EXERCISE DIRECTIONS -
Give back every entry, exactly as written.

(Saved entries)

PR #943, opened 2019-07-29
Add scene::Shell::add_observer/remove_observer

wmww:
Allows anywhere with access to `scene::Scene` to add a `scene::Observer`.


AlanGriffiths:
Why? Even looking at the follow-up PR the motivation is unclear.

If, say, `WaylandConnector` or `configure_wayland_extensions()`, needs to add and remove observers, why not pass `the_scene()` as an argument and use `add_observer()` directly?

wmww:
Going to do this another way

PR #944, opened 2019-07-29
Add surface properties

wmww:
Adds or partially adds the following 3 properties to surfaces. I'm putting them all in one PR to reduce merge conflicts and for simplicity. If you'd rather review them separately, say the word and I'll do them one at a time.

* Focus state
  * Needed because it appears to be missing from `scene::Surface`
  * Already stored on `BasicSurface`, and accessible with the deprecated attribute system
  * Needed to add a `scene::Surface` setter and getter
  * Did not need to get added to the surface observer, as it is already handled in `attrib_changed()`
  * No changes to the frontend or MirAL needed
* Application ID
  * Added to `scene::Surface` and `scene::SurfaceObserver`
  * Added to `SurfaceSpecification` and `SurfaceCreationParameters`
  * Set from the Wayland frontend
  * Exposed in MirAL, as it might be useful to the shell
* Session
  * Added `scene::Surface` setter and getter
  * Added to the observer
  * No changes to the frontend or MirAL needed
  * Set from `ApplicationSession`
  * Application session needed to support `std::shared_from_this<>` to be able to set the property
  * Needed to be a weak or shared session pointer so it could be used in calls to `modify_surface()`

### DIFF
--- a/include/miral/miral/window_specification.h
+++ b/include/miral/miral/window_specification.h
@@ -149,6 +149,13 @@ public:
     auto exclusive_rect() -> mir::optional_value<mir::optional_value<mir::geometry::Rectangle>>&;
     ///@}
 
+    /// The D-bus service name and basename of the app's .desktop file
+    /// See http://standards.freedesktop.org/desktop-entry-spec/
+    ///@{
+    auto application_id() const -> mir::optional_value<std::string> const&;
+    auto application_id() -> mir::optional_value<std::string>&;
+    ///@}
+
 private:
     struct Self;
     std::unique_ptr<Self> self;
--- a/debian/libmiral3.symbols
+++ b/debian/libmiral3.symbols
@@ -392,10 +392,14 @@ libmiral.so.3 libmiral3 #MINVER#
  (c++)"vtable for miral::WindowManagementPolicy::ApplicationZoneAddendum@MIRAL_2.6" 2.6.0
  (c++)"miral::WindowManagementPolicy::ApplicationZoneAddendum::from(miral::WindowManagementPolicy*)@MIRAL_2.6" 2.6.0
  MIRAL_2.7@MIRAL_2.7 2.7.0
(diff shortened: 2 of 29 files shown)


wmww:
A concern I have with the session property is that there's no way to lock the session or the shell from the outside. This means that the following could happen with no way to prevent it:
```c++
auto session = surface->session();
// The surface is removed from the session on another thread
assume_surface_blongs_to_session(session, surface)
```

include/miral/miral/window_specification.h
```diff
@@ -149,6 +149,13 @@ class WindowSpecification
     auto exclusive_rect() -> mir::optional_value<mir::optional_value<mir::geometry::Rectangle>>&;
     ///@}
 
+    /// The D-bus service name and basename of the app's .desktop file
+    /// See http://standards.freedesktop.org/desktop-entry-spec/
```
AlanGriffiths: I don't follow the intention here. The equivalence of "D-bus service name" and "the basename" is only required for "Applications that support being launched by D-Bus". And is this optional attribute a good value to chose for `application_id()`?

AlanGriffiths:
>     * Focus state
>       
>       * Needed because it appears to be missing from `scene::Surface`

Why would it be needed? In my head the Surface with focus is a property of the scene, not of the surface.

AlanGriffiths:
> * Session
>   
>   * Added `scene::Surface` setter and getter

As already discussed, I fail to imagine where this would be needed.

include/miral/miral/window_specification.h
wmww: I'm just describing what it will be set to by XDG shell. Better if I change it to "Generally the D-bus service name..."?

wmww:
Getting a surface's session is needed when you have only a `std::shared_ptr<scene::Surface>` (as is obtained by the scene observer), but not the surface's session. Going forward, I'm considering changing `shell::modify_surface()` to obtain a session from the given surface instead of requiring all callers to have one. Since a surface belongs to only one session, I don't see why it should be necessary to pass around both.

wmww:
Will split this into smaller PRs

SOLUTION -
PR #943, opened 2019-07-29
Add scene::Shell::add_observer/remove_observer

wmww:
Allows anywhere with access to `scene::Scene` to add a `scene::Observer`.


AlanGriffiths:
Why? Even looking at the follow-up PR the motivation is unclear.

If, say, `WaylandConnector` or `configure_wayland_extensions()`, needs to add and remove observers, why not pass `the_scene()` as an argument and use `add_observer()` directly?

wmww:
Going to do this another way

PR #944, opened 2019-07-29
Add surface properties

wmww:
Adds or partially adds the following 3 properties to surfaces. I'm putting them all in one PR to reduce merge conflicts and for simplicity. If you'd rather review them separately, say the word and I'll do them one at a time.

* Focus state
  * Needed because it appears to be missing from `scene::Surface`
  * Already stored on `BasicSurface`, and accessible with the deprecated attribute system
  * Needed to add a `scene::Surface` setter and getter
  * Did not need to get added to the surface observer, as it is already handled in `attrib_changed()`
  * No changes to the frontend or MirAL needed
* Application ID
  * Added to `scene::Surface` and `scene::SurfaceObserver`
  * Added to `SurfaceSpecification` and `SurfaceCreationParameters`
  * Set from the Wayland frontend
  * Exposed in MirAL, as it might be useful to the shell
* Session
  * Added `scene::Surface` setter and getter
  * Added to the observer
  * No changes to the frontend or MirAL needed
  * Set from `ApplicationSession`
  * Application session needed to support `std::shared_from_this<>` to be able to set the property
  * Needed to be a weak or shared session pointer so it could be used in calls to `modify_surface()`

### DIFF
--- a/include/miral/miral/window_specification.h
+++ b/include/miral/miral/window_specification.h
@@ -149,6 +149,13 @@ public:
     auto exclusive_rect() -> mir::optional_value<mir::optional_value<mir::geometry::Rectangle>>&;
     ///@}
 
+    /// The D-bus service name and basename of the app's .desktop file
+    /// See http://standards.freedesktop.org/desktop-entry-spec/
+    ///@{
+    auto application_id() const -> mir::optional_value<std::string> const&;
+    auto application_id() -> mir::optional_value<std::string>&;
+    ///@}
+
 private:
     struct Self;
     std::unique_ptr<Self> self;
--- a/debian/libmiral3.symbols
+++ b/debian/libmiral3.symbols
@@ -392,10 +392,14 @@ libmiral.so.3 libmiral3 #MINVER#
  (c++)"vtable for miral::WindowManagementPolicy::ApplicationZoneAddendum@MIRAL_2.6" 2.6.0
  (c++)"miral::WindowManagementPolicy::ApplicationZoneAddendum::from(miral::WindowManagementPolicy*)@MIRAL_2.6" 2.6.0
  MIRAL_2.7@MIRAL_2.7 2.7.0
(diff shortened: 2 of 29 files shown)


wmww:
A concern I have with the session property is that there's no way to lock the session or the shell from the outside. This means that the following could happen with no way to prevent it:
```c++
auto session = surface->session();
// The surface is removed from the session on another thread
assume_surface_blongs_to_session(session, surface)
```

include/miral/miral/window_specification.h
```diff
@@ -149,6 +149,13 @@ class WindowSpecification
     auto exclusive_rect() -> mir::optional_value<mir::optional_value<mir::geometry::Rectangle>>&;
     ///@}
 
+    /// The D-bus service name and basename of the app's .desktop file
+    /// See http://standards.freedesktop.org/desktop-entry-spec/
```
AlanGriffiths: I don't follow the intention here. The equivalence of "D-bus service name" and "the basename" is only required for "Applications that support being launched by D-Bus". And is this optional attribute a good value to chose for `application_id()`?

AlanGriffiths:
>     * Focus state
>       
>       * Needed because it appears to be missing from `scene::Surface`

Why would it be needed? In my head the Surface with focus is a property of the scene, not of the surface.

AlanGriffiths:
> * Session
>   
>   * Added `scene::Surface` setter and getter

As already discussed, I fail to imagine where this would be needed.

include/miral/miral/window_specification.h
wmww: I'm just describing what it will be set to by XDG shell. Better if I change it to "Generally the D-bus service name..."?

wmww:
Getting a surface's session is needed when you have only a `std::shared_ptr<scene::Surface>` (as is obtained by the scene observer), but not the surface's session. Going forward, I'm considering changing `shell::modify_surface()` to obtain a session from the given surface instead of requiring all callers to have one. Since a surface belongs to only one session, I don't see why it should be necessary to pass around both.

wmww:
Will split this into smaller PRs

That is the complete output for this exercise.